Municipality in Nayrit, Mexico

Ruiz is a municipality and the municipal seat of the same located in the north of the Mexican state of Nayarit.

==Origin of the name==
The name was given to honor General Mariano Ruiz (1846–1932), soldier of the Mexican Revolution and last political leader of the territory of Tepic, who lived in and supplied the settlement until 1910.

==Population==
The population of the municipality, according to the census of 1995, was 25, 591. The municipal seat itself had 12,266 inhabitants in 1995.

===Indigenous population===
There is a relatively large indigenous population that lives in the mountains. According to the 1995 census it consisted of 1,866 people, or 9.8% of the population. The most numerous ethnic groups are the Cora and the Huichol. These Native Americans can often be seen in the main population center selling their traditional crafts and stocking up on provisions.

==Geography==
The total area of the municipality was 900 square kilometers.

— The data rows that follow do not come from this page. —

PR #84, opened 2024-08-24
[t-leongchuan] iP

t-leongchuan:
# Denim 👖 
> "The name is inspired by a certain dream." – Me

Denim _sorta_ helps you but not as well as how a phone might. But hey, it:
- Spit cute responses when you enter the wrong command
- Manages your tasks such as deadlines, events and to-dos. It is too lazy to bother reminding you though. 😪 
- has probably some bugs that need to be squashed. 🐛 

To try it, all you need to so is:

1. Download the JAR file [here](https://github.com/t-leongchuan/ip/releases)
2. Run the JAR file in your terminal
3. Start using it

To start, let it spit out the possible commands and format you need to use by entering the command
`help`

Have fun using it, and use it as a refactoring exercise! I find some part of the code to be unclean 💩 , especially the Abstract `Command` class as well as its subclasses:
``` Java
public abstract class Command {
    public abstract CommandResult execute(TaskList taskList, TaskIo taskIo);
}
```    

Features:
- [x]  Manages Tasks
- [x] GUI (Coming Soon)


woke02 (commented):
LGTM. Overall, code follows coding standard, OOP is applied appropriately and code is well structured. Well Done!

src/main/java/Denim/Commands/Command.java
kimxw, line 1: Great use of packages like Command, Storage, Task etc
To follow the convention, your package names should be all lower case
eg. denim.commands

src/main/java/Denim/Commands/DeadlineCommand.java
```diff
@@ -0,0 +1,43 @@
...
+ * Represents a deadline command that can be executed.
+ */
+public class DeadlineCommand extends Command {
+    public static final String COMMAND_WORD = "deadline";
+    public static final String COMMAND_USAGE = "deadline <task> /by <date>\nWhere date is in dd/MM/yyyy HHmm";
+    private final Task deadlineTask;
+
+    public DeadlineCommand(String taskDescription, LocalDateTime deadline) {
+        deadlineTask = new Deadline(taskDescription, deadline);
+    }
```
kimxw: Add a new line between methods. Same issue at some other points.

src/main/java/Denim/Commands/HelpCommand.java
```diff
@@ -0,0 +1,31 @@
...
+import denim.storage.TaskIo;
+
+/**
+ * Represents a Help command that can be executed.
+ */
+public class HelpCommand extends Command {
+
+    public static final String COMMAND_WORD = "help";
+
+    public final String returnFormat = String.format("%s\n%s\n%s\n%s\n%s\n%s\n%s",
```
kimxw: Great work with the abstraction here. I should learn from this for my own ip.

src/main/java/Denim/Parser.java
```diff
@@ -0,0 +1,264 @@
...
+     *
+     * @param args The arguments for the delete command.
+     * @return The delete command or an invalid command if the arguments are incorrect.
+     */
+    private Command prepareDelete(String args) {
+        final Matcher matcher = MARK_UNMARK_DELETE_ARGUMENT_FORMAT.matcher(args);
+
+        if (!matcher.matches()) {
+            return new InvalidCommand("Wrong format for delete command", DeleteCommand.COMMAND_USAGE);
+        }
```
kimxw, line 246: new line after egyptian brackets to improve readibility.

src/main/java/Denim/Storage/TaskIO.java
```diff
@@ -0,0 +1,275 @@
...
+    /**
+     * Creates a save point by handling directory or file creation based on the provided status.
+     *
+     * @param status The status indicating whether the directory or file does not exist.
+     * @param sc     The scanner to receive user input for creating the necessary files.
+     * @throws DenimException If an error occurs during file or directory creation.
+     */
+    private void createSavePoint(FileStatus status, Scanner sc) throws DenimException {
+        switch (status) {
+        case DIRECTORY_DOES_NOT_EXIST:
```
kimxw: It's interesting that you chose to use an enum for file status. While it's definitely good practice, I'm curious about the point at which enums might become less advantageous compared to using else if statements.
Would like to know your opinion

src/test/java/Denim/ParserTest.java
kimxw, line 1: Correct directories setup for gradle test ✅

src/test/java/Denim/ParserTest.java
```diff
@@ -0,0 +1,94 @@
...
+import denim.commands.Command;
+import denim.commands.DeadlineCommand;
+import denim.commands.EventCommand;
+import denim.commands.InvalidCommand;
+
+public class ParserTest {
+
+    private final Parser parser = new Parser();
+    @Test
+    public void prepareEvent_validInput_returnsEventCommand() {
```
kimxw, line 20: test method names follow naming convention ✅

kimxw (commented):
Honestly great work. Going through your work has given me inspiration to improve my own work. Eventhough you said that the OOP is messy at places, I did not feel that way going through the code. Perhaps because you are more familiar with your own work you feel like things could be improved. But this project is great in my opinion!

src/main/java/Denim/Storage/TaskIO.java
t-leongchuan: Hi @kimxw , the reason why I used `enums` is just for better readability than anything else. I think it is fine to use 
`if else` statement here as there are only a few cases to consider here.

src/main/java/Denim/Commands/Command.java
t-leongchuan: Yup I'm aware it's just that still trying to learn and fiddle around with Git as the suggestion above is only local to my computer but not on GitHub.

As for why I feel that some part is messy, I think one of the better examples is in TaskIo class. Reading through the code, I realized that there were a lot of quick-fixes and separation of concern/logic was subpar for the class. 

Even though the methods are separated out to handle cases (such as file not found, or directory not found), there is still code smell in the sense that the method (handleFileNotFound() and handleDirectoryNotFound()) are still doing way too many things and is even assuming that the user-interface is in the CLI 
(Which of course, with the GUI we just used last week, that is no longer the case.)

Additionally, my initial plan was to create two classes out of TaskIo, where one is for specifically reading tasks and writing tasks. However, I figured that I was probably too lazy then to untangle the mess I made and I am currently trying to refactor the class now.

Ruiz has boundaries in the north with the municipalities of Rosamorada and El Nayar; in the south with the municipalities of El Nayar and Santiago Ixcuintla; in the west with the municipalities of Santiago Ixcuintla, Tuxpan and Rosamorada, and in the east with the municipality of El Nayar. See detailed map at

The area of the municipality extends from the western lowlands to the foothills of the Sierra Madre Occidental. About 70% of its surface is made up of rugged lands. The municipal seat is located on the coastal plain at an elevation of 30 meters above sea level. It is here where the agricultural lands are found, especially near the San Pedro River. In the mountains peaks reach as high as 1,640 meters, the case of Los Coquitos.

===Climate===
The climate is mild rainy and subhumid, with the rains falling from June to September. The area is free of frost and moderate winds are of little intensity.

==Economy==
The economy is based on agriculture with the main crops being: coffee, maize, sorghum, beans, pineapple, watermelon, tobacco, and chile. There is also significant cattle raising with around 20,000 head of cattle.